_AIM OF THE EXERCISE_
The expected output is every entry, repeated word for word.

Saved entries
——
Issue #183, opened 2019-06-20
✨ State management system


astroash:
State is currently being passed down multiple levels of components. This creates complexities when refactoring, and involves types being imported into every components the state is passed to via props. It would be beneficial to introduce some type of state management such as redux or reacts context api.

PR #205, opened 2019-06-30
♻️ context demo

astroash:
relates #183 

### Changes
- use context for app wide state for unit
- update toggle and util bar to support this
- add default value not to break tests

### Testing Requirements
- [x] **Dashboard App**
  - change unit on time page
  - observe new unit persistent on all pages

### Release Requirements
- na - release when ready

### Manual Deployment
- dashboard

### DIFF
--- a/dashboard-app/src/App.tsx
+++ b/dashboard-app/src/App.tsx
@@ -1,4 +1,4 @@
-import React from 'react';
+import React, { createContext, useState } from 'react';
 import styled from 'styled-components';
 import { Route, Switch, BrowserRouter, withRouter } from 'react-router-dom';
 
@@ -16,6 +16,7 @@ import ErrorPage from './features/Error';
 import Navbar from './features/navigation/Navbar';
 import Footer from './lib/ui/components/Footer';
 import { ColoursEnum, Fonts } from './lib/ui/design_system';
+import { DurationUnitEnum } from './types';
 
 /*
  * Styles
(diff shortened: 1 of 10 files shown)


astroash:
To be revisited after tiles implementation

eliascodes:
I know your main concern in doing this was component state and minimising prop-drilling, but I also think this gives us a chance to look at where our data is loaded.

I don't think we need to change how we're loading data now, but at least thinking about it will hopefully prevent us from implementing something now that will be a hurdle in a few months.

So I think it's useful to draw out a hierarchy of components and the data they require. I think what we have at the moment looks more or less like:

```
App
|
|- Switch
|  |- Dashboard
|  |  |~ `VolunteerLog[]` (12 months)
|  |  |~ `User[]` (All)
|  |  |~ `VolunteerActivity[]` (All)
|  |- Time
|  |  |~ `VolunteerLog[]` (Variable)
|  |  |~ `VolunteerActivity[]` (All)
|  |- Activity
|  |  |~ `VolunteerLog[]` (Variable)
|  |  |~ `VolunteerActivity[]` (All)
|  |  |~ `User[]` (All)
|  |- Volunteer
|  |  |~ `VolunteerLog[]` (Variable)
|  |  |~ `User[]` (All)
```
Key: 
`|-` == child component
`|~` == data required by parent component

So this suggests that `User[]` and `VolunteerActivity[]` are common to all pages and could potentially live in a top-level context. Managing `VolunteerLog[]` in a top level context is also quite possible despite varying time windows in each page, but is probably not worth the effort at this stage.

Side note: the fact that we're loading in the data using a hook means we've de-coupled the data itself from the method that delivers the data. This means that if in future we fetch data from context rather than the API, we only need to change the hook!

We can do a similar thing for component state (excluding state fragments that just hold derivatives of API data):
```
App
|
|- Switch
|  |- Dashboard
|  |- Time
|  |  |~ `unit`
|  |  |~ `sortBy`
|  |  |~ `fromDate`
|  |  |~ `toDate`
|  |  |~ `legendData`
|  |- Activity
|  |  |~ `unit`
|  |  |~ `sortBy`
|  |  |~ `fromDate`
|  |  |~ `toDate`
|  |- Volunteer
|  |  |~ `unit`
|  |  |~ `sortBy`
|  |  |~ `fromDate`
|  |  |~ `toDate`
|  |  |~ `legendData`
```
Key: 
`|-` == child component
`|~` == state fragment used by parent component

So really `unit` is the only thing that can be pulled up to the top level because it's possible values are the same across all pages (which is what you've already done in this PR).

However, we don't need to only have top-level context. We can also position separate context elements lower down the hierarchy, for example:

```
App
|
|- Switch
|  |- ContextOne
|  |  |~ `unit`
|  |  |- Dashboard
|  |  |  |- Time
|  |  |  |  |- ContextTwo
|  |  |  |  |  |~ `sortBy`
|  |  |  |  |  |~ `fromDate`
|  |  |  |  |  |~ `toDate`
|  |  |  |  |  |~ `legendData`
|  |  |  |- Activity
|  |  |  |- Volunteer
```

This is one option. The other option is more redux-like: you just have one top-level context, and namespace state fragments that are only relevant to parts of the component tree:

```
{
  timePage: {
    fromDate: ...
  },
  activityPage: ...
  ...
}
```

We can also see something else: There are a number of state fragments that are common to the 3 (soon to be 4) data views, which could be bundled up using a hook. That way, as I mentioned above, if we decide that any of those values should come from context in the future, it will only require us to change the hook.

astroash:
> User[] and VolunteerActivity[]

Agree that we can create our own state management to keep this data at top level. This can either be included in a top level context or held independently.

> However, we don't need to only have top-level context.

As mentioned IRL context doesn't work as outlined in your diagram. Specific contexts need to be connected to, so we can't pass down `legendData` as this is a different value on each page. We can only add values to context that have the same name and value across pages.

Rebased this PR to work with master. Let me know if you have any specific comments re the setup of context here. Let's move future architecture discussions to another PR so they're not lost.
——
_RESPONSE TO THIS TASK_
Issue #183, opened 2019-06-20
✨ State management system


astroash:
State is currently being passed down multiple levels of components. This creates complexities when refactoring, and involves types being imported into every components the state is passed to via props. It would be beneficial to introduce some type of state management such as redux or reacts context api.

PR #205, opened 2019-06-30
♻️ context demo

astroash:
relates #183 

### Changes
- use context for app wide state for unit
- update toggle and util bar to support this
- add default value not to break tests

### Testing Requirements
- [x] **Dashboard App**
  - change unit on time page
  - observe new unit persistent on all pages

### Release Requirements
- na - release when ready

### Manual Deployment
- dashboard

### DIFF
--- a/dashboard-app/src/App.tsx
+++ b/dashboard-app/src/App.tsx
@@ -1,4 +1,4 @@
-import React from 'react';
+import React, { createContext, useState } from 'react';
 import styled from 'styled-components';
 import { Route, Switch, BrowserRouter, withRouter } from 'react-router-dom';
 
@@ -16,6 +16,7 @@ import ErrorPage from './features/Error';
 import Navbar from './features/navigation/Navbar';
 import Footer from './lib/ui/components/Footer';
 import { ColoursEnum, Fonts } from './lib/ui/design_system';
+import { DurationUnitEnum } from './types';
 
 /*
  * Styles
(diff shortened: 1 of 10 files shown)


astroash:
To be revisited after tiles implementation

eliascodes:
I know your main concern in doing this was component state and minimising prop-drilling, but I also think this gives us a chance to look at where our data is loaded.

I don't think we need to change how we're loading data now, but at least thinking about it will hopefully prevent us from implementing something now that will be a hurdle in a few months.

So I think it's useful to draw out a hierarchy of components and the data they require. I think what we have at the moment looks more or less like:

```
App
|
|- Switch
|  |- Dashboard
|  |  |~ `VolunteerLog[]` (12 months)
|  |  |~ `User[]` (All)
|  |  |~ `VolunteerActivity[]` (All)
|  |- Time
|  |  |~ `VolunteerLog[]` (Variable)
|  |  |~ `VolunteerActivity[]` (All)
|  |- Activity
|  |  |~ `VolunteerLog[]` (Variable)
|  |  |~ `VolunteerActivity[]` (All)
|  |  |~ `User[]` (All)
|  |- Volunteer
|  |  |~ `VolunteerLog[]` (Variable)
|  |  |~ `User[]` (All)
```
Key: 
`|-` == child component
`|~` == data required by parent component

So this suggests that `User[]` and `VolunteerActivity[]` are common to all pages and could potentially live in a top-level context. Managing `VolunteerLog[]` in a top level context is also quite possible despite varying time windows in each page, but is probably not worth the effort at this stage.

Side note: the fact that we're loading in the data using a hook means we've de-coupled the data itself from the method that delivers the data. This means that if in future we fetch data from context rather than the API, we only need to change the hook!

We can do a similar thing for component state (excluding state fragments that just hold derivatives of API data):
```
App
|
|- Switch
|  |- Dashboard
|  |- Time
|  |  |~ `unit`
|  |  |~ `sortBy`
|  |  |~ `fromDate`
|  |  |~ `toDate`
|  |  |~ `legendData`
|  |- Activity
|  |  |~ `unit`
|  |  |~ `sortBy`
|  |  |~ `fromDate`
|  |  |~ `toDate`
|  |- Volunteer
|  |  |~ `unit`
|  |  |~ `sortBy`
|  |  |~ `fromDate`
|  |  |~ `toDate`
|  |  |~ `legendData`
```
Key: 
`|-` == child component
`|~` == state fragment used by parent component

So really `unit` is the only thing that can be pulled up to the top level because it's possible values are the same across all pages (which is what you've already done in this PR).

However, we don't need to only have top-level context. We can also position separate context elements lower down the hierarchy, for example:

```
App
|
|- Switch
|  |- ContextOne
|  |  |~ `unit`
|  |  |- Dashboard
|  |  |  |- Time
|  |  |  |  |- ContextTwo
|  |  |  |  |  |~ `sortBy`
|  |  |  |  |  |~ `fromDate`
|  |  |  |  |  |~ `toDate`
|  |  |  |  |  |~ `legendData`
|  |  |  |- Activity
|  |  |  |- Volunteer
```

This is one option. The other option is more redux-like: you just have one top-level context, and namespace state fragments that are only relevant to parts of the component tree:

```
{
  timePage: {
    fromDate: ...
  },
  activityPage: ...
  ...
}
```

We can also see something else: There are a number of state fragments that are common to the 3 (soon to be 4) data views, which could be bundled up using a hook. That way, as I mentioned above, if we decide that any of those values should come from context in the future, it will only require us to change the hook.

astroash:
> User[] and VolunteerActivity[]

Agree that we can create our own state management to keep this data at top level. This can either be included in a top level context or held independently.

> However, we don't need to only have top-level context.

As mentioned IRL context doesn't work as outlined in your diagram. Specific contexts need to be connected to, so we can't pass down `legendData` as this is a different value on each page. We can only add values to context that have the same name and value across pages.

Rebased this PR to work with master. Let me know if you have any specific comments re the setup of context here. Let's move future architecture discussions to another PR so they're not lost.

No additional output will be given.